Неделя удалась на протокольно-статусные музыкальные мероприятия: в один вечер – закрытие Пасхального фестиваля с Гергиевым в Доме музыки и премьера прокофьевского «Огненного ангела» в Большом. Жаль, что узкие рамки не позволяют отдельно остановиться на еще одном событии, которое, не будучи статусным по форме, по сути более других приближалось к разгадке тайн музыки, – это вдохновенное исполнение на старинных инструментах и в аутентичном стиле «Страстей по Матфею», ставшее высшей точкой Пасхального фестиваля. Без какой бы то ни было показухи, ажитации и помпы Collegium Vocale Gent из Бельгии – оркестр и хор знаменитого Филиппа Херрвега – вознеслись к вершинам веры, духовности и красоты, напомнив о муках Христовых, принятых Спасителем во имя человечества.
В нынешнем сезоне Большой театр вольно или невольно обрек себя на соревнование с Мариинкой, выбрав в качестве премьер (не считая «Ангела», это уже свершившиеся «Макбет» Някрошюса и «Мазепа» Стуруа и ожидающийся в июне «Летучий голландец» Петера Конвичного) исключительно те названия, которые прочно ассоциируются у всех с театром Валерия Гергиева. Чего здесь больше – случайного совпадения или (под) сознательного реваншизма – вопрос к доктору Фрейду. Впрочем, после выпуска «Огненного ангела» вполне очевидно: счет опять не в пользу Первопрестольной. Какой бы перфекционистской и драматургически концентрированной ни была современная картинка (сценография Георгия Цыпина сама по себе лекарство от неуспеха и скуки), но переплюнуть энергетический напор изрядно уже постаревшего, но от этого не менее сакраментального мариинского спектакля, которым Гергиев «прорубил окно» в мир, невозможно. Там было таинство, страхи, натянутая истерическая струна пограничных психических состояний, по-брюсовски зловеще наивный мистицизм. Было магическое инобытие в виде обнаженных белых демонов. Были, наконец, личности Лейферкуса и Горчаковой, по наитию создавшей роль века, что особенно очевидно с дистанции времени. Что до московской Ренаты (совершенная для нас терра инкогнита, эмигрантка из США Оксана Кровицкая), то ее по большому счету нет – есть вяло угасающая а-ля мадам Грицацуева – нэпманша в красном и при шляпке, поющая голосом и с бескровными интонациями лирической пейзанки Микаэлы. Страстная одержимость, бесноватость и патология героини остались за скобками – впрочем, все это скорее вопросы к режиссеру.

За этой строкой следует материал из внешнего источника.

Issue #60, opened 2014-08-20
Allow @Chunk on function documentation


fingolfin:
I would like to document a function, but insert its documentation at a specific point of the manual. For this, I would like to use @Chunk. But a naive test did not work. I wrote this in my GAP source:

```
#! @Chunk FOO
#! @Description
#!   Insert documentation for you function here
#! @EndChunk
DeclareGlobalFunction( "MyFunc" );
```

and then in my intro.autodoc file:

```
@InsertChunk FOO
```

But nothing appeared. But if I instead put this somewhere, its content does get inserted:

```
#! @Chunk MyChunk
#! This is some text.
#! @EndChunk
```

Issue #177, opened 2018-08-28
There is not an AutoDoc command for generating index entries


gwhitney:
While one can include GAPDoc XML in AutoDoc strings, it would still be convenient to have an AutoDoc command like `@Index Key EntryText` to generate index entries. I will post code soon that does this along with other things.

Issue #176, opened 2018-08-28
Document AutoDoc with AutoDoc and use the AutoDoc manual as a test


gwhitney:
Although the main functions are documented with AutoDoc markup, Chapters 1 and 2 of the manual are currently straight XML. Converting one or both to AutoDoc would provide a showcase of the package's functionality. Then making a test out of generating the AutoDoc manual would provide pretty good coverage of AutoDoc's functionality. Finally, the documentation could then move alongside the code it documents, helping to ensure consistency between code and documentation.

I have proposed code that, among other changes, replaces Comments.xml with Comments.autodoc, and moves the individual command documentation into gap/Parser.gi next to the implementations of the commands. It also adds generating the AutoDoc manual to the test harness started in pull request #166. I will post it soon.

Issue #175, opened 2018-08-28
(Sub)sections do not move with chunks


gwhitney:
If you create a (sub)section while a chunk is active, the (sub)section is added to its enclosing structural part at the current point in that part, not at the place where the InsertChunk occurs. This can produce very confusing results, and limits the ability to assemble a cohesive manual with a logical flow.

I recommend making (sub)sections move with the chunk they are defined in.

I have proposed code which accomplishes this, with several other changes, which I will post soon.

fingolfin:
I just run into something like this myself, it would be really useful to have this.

PR #179, opened 2018-08-28
 Recognize DeclareSynonym, with cascade of related changes

gwhitney:
This change began with recognizing DeclareSynonym and cascaded to involve a
number of related changes. First, in order for DeclareSynonym to be useful,
there must be some way to specify the manual item type for the identifier
being declared. Hence this change also implements a @ItemType command to allow
that. (Adding @ItemType also achieves the main recommendaton in issue #74.)

In documenting these two changes, it seemed best to have their documentation
in gap/Parser.gi next to their implementation, on the general principle that
documentation should be as close to the relevant code as possible. Further, in
an effort at dogfooding, it seemed best for that documentation to be in
AutoDoc format. This turned into a change in which doc/Comments.xml became
doc/Comments.autodoc and became much smaller, as most of the documentation
moved to gap/Parser.gi and gap/Markdown.gi.

Being able to use Autodoc to document most of Autodoc then entailed a few
other changes. First, Markdown-like syntax with backticks for code expressions
that would suppress the AutoDoc behavior of the quoted items was
essential. Second, it was useful to add an @index command for generating the
index entries. And third, reassembling Chapter 2 of the manual from portions
in several files necessitated allowing sections and subsections inside a chunk
to move with that chunk, and be inserted into the chapter or section at the
point at which the chunk was inserted.

(An implementation note on this last change. It was greatly facilitated by
merging the current_item ambient variable with the context_stack. The
current_item was in essence functioning as the top of the stack anyway. Having
the top of the stack in one variable and the rest of the stack in another made
some of the code a bit confusing. This change touched a large fraction of code
in the Parser, but in the end improved the locality of reference in that code
considerably, and I think made it clearer what is going on during parsing.)

In the course of these changes, it was trivial to add the ability to have code
blocks which add at the current location, with no @InsertCode necessary. So
that change is included here as well.

Finally, with so many changes, extensive testing was clearly critical. So this
commit also beefs up the worksheet.tst, and adds a new test dogfood.tst which
consists of generating the AutoDoc manual and verifying that it matches the
expected contents of the manual. I also switched to verifying the produced XML
rather than the html as the XML determines the html anyway, and this provides
a cleaner point for testing, separated from any changes in GAPDoc.

I do understand that this turned into more of a complex of changes than would
ordinarily be packed into a single commit. But this portmanteau seemed a
fairly natural stable point in which the motivating changes
(DeclareSynonym/@ItemType) are made, documented, and tested in a cohesive way.

I would be happy to do the work of separating this out into more than one
successive change to AutoDoc if that would help advance these changes. Please
just let me know what pieces you'd like it carved up into, and in what order.

Thanks very much for your consideration.

Resolves: #60, #74, #174, #175, #176, #177, #178.
It also makes further progress on #48, in adding the backtick code quotes, and
on the testing issues #57 and #152. It also touches on Issue #112, in that to
use makedoc.g in testing, I needed to add a backdoor to prevent it from
QUITting. Note also that the motivation in the original post for Issue #144
was the need to document DeclareSynonym.

This change is on top of all of my recent pull requests, except for #172, as they were also necessary in order to successfully convert Comments.xml to Comments.autodoc and have the test harness.


gap/DocumentationTree.gi
```diff
@@ -178,22 +186,26 @@ InstallMethod( DocumentationTree, [ ],
 end );
 
 ## create a chapter, section or subsection
-InstallMethod( StructurePartInTree, [ IsTreeForDocumentation, IsList ],
+## This first helper, given tree and context, returns a list of two entries.
```
fingolfin: Insert an empty line before this? Or is this intentionally joined to the preceding comment?

gap/DocumentationTree.gi
```diff
@@ -178,22 +186,26 @@ InstallMethod( DocumentationTree, [ ],
...
+## The second entry is a node to represent the structure part at that context.
+## The first is true if that structure part did not yet exist, in which case the
+## node returned as the second entry is "floating," i.e., not yet added
+## anywhere in  the tree. If the first entry is false, the node existed in the
+## tree earlier (and is presumed to have been added in some appropriate place).
+StructurePartMaybeFloating@ :=
```
fingolfin: Please don't use the horrendous GAP "namespacing" feature. Instead, add an explicit `AUTODOC_` prefix to the function name (and consider using `BindGlobal` to assign it, to avoid user's from accidentally messing with it).

gap/DocumentationTree.gi
```diff
@@ -442,12 +482,46 @@ InstallMethod( SectionInTree, [ IsTreeForDocumentation, IsString, IsString ],
     return StructurePartInTree( tree, [ chapter_name, section_name ] );
 end );
 
+## This method creates the section and if it is not already in the tree,
```
fingolfin: "... creates the section ..." what is "the" section this is referring to? Perhaps "a" section is meant?

Also, it doesn't always create a section, does it? So perhaps:  "This method returns a section object for [INSERT MEANINGFUL TEXT, like "... for the given <context>" -- but note that this example may be nonsense, I am not anymore familiar with the code here....]. If the section already exists, this is returned; otherwise, a new section node is created and returned. In the latter case, it is added as a child..."

gap/DocumentationTree.gi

Житейская узнаваемость пейзажа и ситуаций предельная (все эти кухонные детали и коридорные типы, железные койки, чекисты и прочее), но не утерян ли в этой правде жизни колорит символистского произведения, не заглушается ли бытом экспрессия прокофьевских интонаций? К тому же Замбелло, что естественно, смотрит на «Огненного ангела» глазами иностранки и как будто сквозь призму булгаковских «Мастера и Маргариты» и «Зойкиной квартиры», не поднимаясь однако до булгаковского же мистицизма и его философских обобщений.
Как и в «Мазепе», осталось отметить непререкаемую, но, может быть, несколько нарочитую значительность баритона-протагониста Валерия Алексеева в роли Рупрехта, с которой собственно и началась в 91-м его большая международная карьера. Не должна пройти не замеченной в музыкальной истории и дирижерская работа Александра Ведерникова. После вполне состоявшихся фиаско «Хованщины» и «Руслана» вдруг оказалось, что музыкальный руководитель Большого театра способен таки дирижировать и русской оперой.
Самое же забавное, что наиболее бесправными перед силой искусства оказались многочисленные, как всегда, иностранные зрители – они были лишены бегущей строки, так как «перевод» на табло шел с русского на русский. Впрочем, и он пригодился владеющим – подглядывать «в шпаргалку» порой было жизненно необходимо. Народ в антракте сбегал дружными рядами – но кто и где сказал, что опера нового времени утвердится в сердцах людей просто так, без боя?